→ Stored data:
● ● ●

PR #242, opened 2020-03-16
feat(mqtt): add mqtt support

haimrait:
Add support to mqtt publish function and constructor

### DIFF
--- a/src/events/mqtt.js
+++ b/src/events/mqtt.js
@@ -1,0 +1,109 @@
+const shimmer = require('shimmer');
+const tracer = require('../tracer.js');
+const eventInterface = require('../event.js');
+const moduleUtils = require('./module_utils.js');
+
+
+const getPublishParams = (topic, message, options, callback) => {
+    const topic_internal = topic;
+    const message_internal = message;
+    const options_internal = options;
+    const callback_internal = callback;
+
+    return {
+        topic_internal,
+        message_internal,
+        options_internal,
+        callback_internal
+    };
+};
+
+function publishWrapper(wrappedFunction) {
+    return function internalPublishWrapper(topic, message, options, callback) {
+        const {
+                topic_internal,
+                message_internal,
+                options_internal,
+                callback_internal
+            } = getPublishParams(topic, message, options, callback);
+        let patchedCallback = callback_internal;   
+
+        try {
+                const { slsEvent: mqttEvent, startTime } = eventInterface.initializeEvent('MQTT',
+                                                                                          this.options.host,
+                                                                                          'publish', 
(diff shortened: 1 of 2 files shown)


src/events/mqtt.js
```diff
@@ -0,0 +1,109 @@
...
+    const options_internal = options;
+    const callback_internal = callback;
+
+    return {
+        topic_internal,
+        message_internal,
+        options_internal,
+        callback_internal
+    };
+};
```
galbash: no need for this if there is no messing with the parameters :)
we are doing this in other libraries since sometimes the callback is passed at a different argument (cause options is skipped for example) and we need to locate it. The logic here seems simple (unless options can be skipped, then this is an issue we should address)

src/events/mqtt.js
```diff
@@ -0,0 +1,92 @@
...
+ * from mqtt module
+ * @returns {Function} The wrapped function
+ */
+function publishWrapper(originalPublishFunc) {
+    return function internalPublishWrapper(topic, message, options, callback) {
+        let patchedCallback = callback;
+
+        try {
+            const { slsEvent: mqttEvent, startTime } = eventInterface.initializeEvent('MQTT',
+                this.options.host,
```
galbash: maybe let's switch topic and this one, what do you think?

src/events/mqtt.js
```diff
@@ -0,0 +1,92 @@
...
+        } catch (error) {
+            tracer.addException(error);
+        }
+        return originalConstructorFunc.apply(this, [options]);
+    };
+}
+
+module.exports = {
+    /**
+   * Initializes the AWS IOT tracer.
```
galbash: this seems wrong

galbash (dismissed):

src/events/mqtt.js
```diff
@@ -0,0 +1,92 @@
...
+            shimmer.wrap(
+                mqttClient,
+                'publish',
+                func => publishWrapper(func)
+            );
+            return mqttClient;
+        } catch (error) {
+            tracer.addException(error);
+        }
+        return originalConstructorFunc.apply(this, [options]);
```
galbash: there is a risk of calling the original function twice here (also i think you forgot streamBuilder)
better to declare mqttClient outside the try, and move the return to finally

src/events/mqtt.js
```diff
@@ -0,0 +1,92 @@
...
+    };
+}
+
+module.exports = {
+    /**
+   * Initializes the AWS MQTT tracer.
```
galbash: no need for AWS

galbash (approved):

● ● ●

State only the count of lines above that hold the string "patchedCallback".

→ Task output:
2